Wow, I like it! Many thanks for the info, once again surfaceone.
 Steve


----------



## bottlekid76 (Aug 20, 2011)

Surface,

 That's actually a Beck & Zeisler aqua paneled blob from St. Louis. []

 All the best,
 ~Tim


----------



## surfaceone (Aug 21, 2011)

> That's actually a Beck & Zeisler aqua paneled blob from St. Louis. []


 
 Hey Tim,

 Yes, I know. Do you think it is a different Zeisler?




From.


----------



## bottlekid76 (Aug 21, 2011)

Hi Surface,

 The Zeisler family was definitely very involved in the soda business in the mid 1800's. From Brandon Smiths extensive research on St. Louis soda water manufacturers, the Beck & Zeisler company came about in 1858 and lasted until 1864. It's partners were Christian Beck and Stephen Zeisler. Beck & Zeisler in 1858 was listed as a "soda manufacturer", and had operations on Barry St. between Carondalet Ave. & Jackson. Both also resided at the same address. 

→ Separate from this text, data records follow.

Issue #13364, opened 2018-05-02
Remove Beanstalkd from Phalcon


sergeyklay:
I propose to remove [beanstalkd][1] from Phalcon and move this functionality to the incubator or other repo. This may be done for 4.0.0 version.

Actually beanstalkd isn't a popular queue system. In addition, beanstalk doesn't provides any unique feature (except a bit magic terminology e.g. `tube`, `peek-ready`, etc.). This project has [zero activity][2] for many years, unanswered questions like [Is this project still active][3], lack of any out of box HA tools, replication tools, cluster integration, etc.

In fact many of our users do not use `beanstalkd` and even did not use. I think that in the framework there should be truly top requested and most used tools.

[1]: https://github.com/kr/beanstalkd
[2]: https://github.com/kr/beanstalkd/pulse/monthly
[3]: https://github.com/kr/beanstalkd/issues/299

409H:
> In fact many of our users do not use beanstalkd and even did not use.

I'm curious, how did you poll this?

I'm actually a user that uses the `beanstalkd` functionality of Phalcon, though I don't see how moving it into Incubator will affect me much, but is it a task worth doing? What would be the pros of moving it out of the core and into Incubator?

niden:
@409H I too use `beanstalkd` on an environment with Phalcon. There have been quite a number of issues to maintain that environment, so we switched to AWS SQS to remove the burden. The maintenance cost for beanstalk became too much for us.

As for Phalcon, we are trying to keep the framework as slim as possible but as feature rich as possible. As mentioned by Serghei, the project has low activity (well zero actually) so we really don't want to support connection to a system that will potentially have bugs or is abandoned.

Moving the functionality to the incubator will have minimal impact to existing applications, since all you will have to do now is include the related composer package. 

HTH

Jurigag:
If we will add rabbitmq as replacement then fine.

davidtavarez:
rabbitmq is a good option

409H:
@niden I understand. Count me in favour of the proposal then.

ruudboon:
I’m using the beanstalkd a lot. The reason for me to go for beanstalk is the native integration with Phalcon.
+1 for me to keep it part of Phalcon

HanXHX:
Best way: a good refactoring with https://github.com/queue-interop/queue-interop

rpacker:
We use it, but either way, I'd vote to add some other queues such as RabbitMQ, and SQS.

[...]

PR #13850, opened 2019-02-22
T13364 beanstalk removal

niden:
Hello!

* Type: code removal
* Link to issue: #13364 

Removed Beanstalkd/Queue from Phalcon (new implementation will come next version)

Thanks


sergeyklay (dismissed):
LGTM. Please update change log

dschissler:
I think that it would be good to have something other than the Incubator to put stuff like this.  For example this is being removed from the Zephir port and will be possibly brought into PHP and the Incubator is advertised as a stepping stone to being a full Phalcon extension port.  It doesn't fit in Incubator but something more like "extras".  If that is too much work then I propose that the Incubator be renamed to something like "Extras".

 S&J Zeisler was also listed in the 1859-1860 period and that business consisted of Stephen Zeisler & Jacob Zeisler. Stephen was obviously involved in Beck & Zeisler and S&J Zeisler. Additionally there is a soda embossed Beck & T. Zeisler. It is possible there was a mystery partner but more likely there was a mold error made by the glass maker considering the rarity of the Beck & T. Zeisler bottle. The maker probably meant to use a S instead of a T being that they are next to each other in the alphabet. No information has been found on a T. Zeisler in any source. 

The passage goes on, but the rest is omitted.